• What the exercise asks:
The data needs to be returned in full, exactly as it reads.

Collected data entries
'''

PR #808, opened 2018-10-25
ValidateDigestInput activity

gnott:
Fixes https://github.com/elifesciences/issues/issues/4537

Some refactoring to move the validation logic to the `digest_provider`, otherwise the changes planned on the ticket went fairly smoothly.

'''

• Exercise response:
PR #808, opened 2018-10-25
ValidateDigestInput activity

gnott:
Fixes https://github.com/elifesciences/issues/issues/4537

Some refactoring to move the validation logic to the `digest_provider`, otherwise the changes planned on the ticket went fairly smoothly.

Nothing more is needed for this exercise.